Growing the Spatial Feature Space

Another example would be that for the entire out-of-sample dataset we insert it into our spatial index then calculate the neighborhood for each feature. This means that each out-of-sample location can have a neighborhood that consists of features in the original training dataset or the test set.

Insert out-of-sample features into spatial index
Identify neighborhood of out-of-sample features
Calculate spatial lag in the context of both training and testing dataset
Use those newly calculated spatial variables in the prediction set.

Important:

From this, you can either, keep the newly inserted features in the spatial index so that they are available for later predictions or discard them after having identified your neigborhoods. If you choose the former, it makes the model mutable meaning that the spatial features generated from it would learn from each test set.

Use case:

You would use this approach when the original training data does not cover the complete spatial extent of what is intended to be modeled.

Cons

This would require storing the original spatial indicies and variables that were used to create the spatial variables. Additionally, this would require a mutable spatial index. In the case that the out-of-sample are not retained, the spatial index must be cloned which can be memory intensive depending on the size of it.

Deriving Spatial Variables from the test set

This last approach is the most straight forward. If there are spatial features that are needed for prediction, you generate them entirely from the test dataset. In the case of the spatial lag you would:

Create a new spatial index for the test set
Identify the neighborhood of each test feature in the test-set
Calculate the spatial lag with these features
Use those newly calculated spatial variables in the prediction set.

Use case:

You would use this approach when the model is intended to predict a specific phenomenon and is ambivalent to the spatial extent. The model is also intended to be predicted upon an entire target spatial extent.

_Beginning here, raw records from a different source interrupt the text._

PR #38, opened 2018-06-06
Support analysis of mature Kotlin projects

marcelo-sousa-sonarsource:


slang-kotlin/src/main/java/com/sonarsource/slang/kotlin/KotlinSensor.java
```diff
@@ -63,7 +63,14 @@ public void execute(SensorContext sensorContext) {
 
   private void analyseFiles(SensorContext sensorContext, Iterable<InputFile> inputFiles, List<TreeVisitor<InputFileContext>> visitors) {
     for (InputFile inputFile : inputFiles) {
-      analyseFile(sensorContext, inputFile, visitors);
+      try {
+        analyseFile(sensorContext, inputFile, visitors);
+      } catch (IllegalStateException e) {
+        // FIXME TBD
+      } catch (Throwable e) {
+        // FIXME TBD
```
christophe-zurn-sonarsource: Maybe just a comment on why we did it like this for now (assert errors following kotlin lexer exception), so that we do not forget.

slang-kotlin/src/main/java/com/sonarsource/slang/kotlin/KotlinTreeVisitor.java
```diff
@@ -134,6 +140,9 @@ private Tree createElement(@Nullable PsiElement element) {
         // FIXME are we sure we want body of function as block tree ?
         bodyTree = new BlockTreeImpl(bodyTree.metaData(), Collections.singletonList(bodyTree));
       }
+      if (bodyTree != null && bodyTree.children().isEmpty()) {
+        bodyTree = null;
```
christophe-zurn-sonarsource: I think this if can be integrated somewhat with the previous one.
Also, a comment on why we do it would be nice too. I know this is related to empty lambda, but it might not be obvious to someone who did not investigate the issue.

marcelo-sousa-sonarsource:
I have addressed all the comments in d6b4805.

pynicolas:
Each change in the "production" code (src/main) should have a corresponding change in the automated tests (src/test).

PR #42, opened 2018-06-07
Rule: All branches in a conditional structure should not have exactly…

pynicolas:
… the same implementation


slang-checks/src/main/java/com/sonarsource/slang/checks/AllBranchesIdenticalCheck.java
```diff
@@ -0,0 +1,95 @@
...
+        branches.add(caseTree.body());
+        if (caseTree.expression() == null) {
+          allBranchesArePresent = true;
+        }
+      }
+    }
+
+    private boolean allBranchesAreIdentical() {
+      Tree first = branches.get(0);
+      return branches.stream()
```
christophe-zurn-sonarsource: I think we should check that the list is not empty before accessing the element at index 0.
` when(x) {}` is valid kotlin code (not useful, but could still happen)

slang-checks/src/main/java/com/sonarsource/slang/checks/AllBranchesIdenticalCheck.java
```diff
@@ -0,0 +1,95 @@
...
+
+import static com.sonarsource.slang.checks.utils.SyntacticEquivalence.areEquivalent;
+
+@Rule(key = "S3923")
+public class AllBranchesIdenticalCheck implements SlangCheck {
+
+  @Override
+  public void initialize(InitContext init) {
+    init.register(IfTree.class, (ctx, tree) -> {
+      if (!(ctx.parent() instanceof IfTree)) {
```
christophe-zurn-sonarsource: Not sure, but what happens for nested ifs ?
`if(x)
  if(y)
    return true;
  else
    return true;
 else
  return false;
`
I think the nested one will not be considered since its parent is a `if` statement too

slang-checks/src/main/java/com/sonarsource/slang/checks/AllBranchesIdenticalCheck.java
pynicolas: Changed in efbbd33

slang-checks/src/main/java/com/sonarsource/slang/checks/AllBranchesIdenticalCheck.java
pynicolas: Fixed in efbbd33

PR #43, opened 2018-06-07
Fix syntactic equivalence for Kotlin operation expressions

pynicolas:


slang-kotlin/src/main/java/com/sonarsource/slang/kotlin/KotlinTreeVisitor.java
```diff
@@ -207,13 +210,18 @@ private Tree createBinaryExpression(@NotNull KtBinaryExpression element, TreeMet
...
-      return new NativeTreeImpl(
-        metaData,
-        new KotlinNativeKind(element, element.getOperationReference().getReferencedNameElement().getText()),
-        Arrays.asList(leftOperand, rightOperand));
+      return createOperationExpression(element, metaData);
     }
   }
 
+  @NotNull
+  private Tree createOperationExpression(@NotNull PsiElement element, TreeMetaData metaData) {
```
christophe-zurn-sonarsource: I would prefer to have this method taking a `KtOperationExpression` element directly, that way we have the cast in the same place we test the type with `instanceof`, ensuring we do not misuse this method

pynicolas: Of course: 0e6e44a

PR #54, opened 2018-06-08
Fix FunctionDeclarationTree creation [SLANG] #44

christophe-zurn-sonarsource:


slang-antlr/src/test/java/com/sonarsource/slang/antlr/SLangConverterTest.java
```diff
@@ -67,7 +70,7 @@ public void testConverter() throws IOException {
 
     assertTree(tree).isInstanceOf(TopLevelTree.class).hasChildren(9);
     assertThat(numBinNodes.get()).isEqualTo(6);
-    assertThat(numIdentifierNode.get()).isEqualTo(18);
+    assertThat(numIdentifierNode.get()).isEqualTo(19);
```
pynicolas: We should do something about this test case, maybe just drop it.

slang-antlr/src/test/java/com/sonarsource/slang/antlr/SLangConverterTest.java
```diff
@@ -99,7 +102,12 @@ public void additive_expression_with_multiple_operands() {
   public void function() {
     FunctionDeclarationTree function = parseFunction("private int foo(x1, x2) { x1 + x2 }");
     assertThat(function.name().name()).isEqualTo("foo");
-    // assertTree(function.returnType()).isIdentifier("boolean");
+    NativeKind expectedModifierKind = new SNativeKind(SLangParser.MethodModifierContext.class, "private");
+    assertThat(function.modifiers()).hasSize(1);
+    Tree modifierTree = function.modifiers().get(0);
+    assertTree(modifierTree).isInstanceOf(NativeTree.class);
+    assertThat(((NativeTree) modifierTree).nativeKind()).isEqualTo(expectedModifierKind);
```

For example, the model is trained to detect housing prices in urban areas. The model might be trained on data in California but is intended to be used in urban areas in Ohio, Michigan, Massachusettes, etc.

Cons

Calculating a spatial index can be time-consuming. It would require a test set that covers the entire spatial extent that is intended to be predicted upon. This would not be good for small batch or individual record prediction.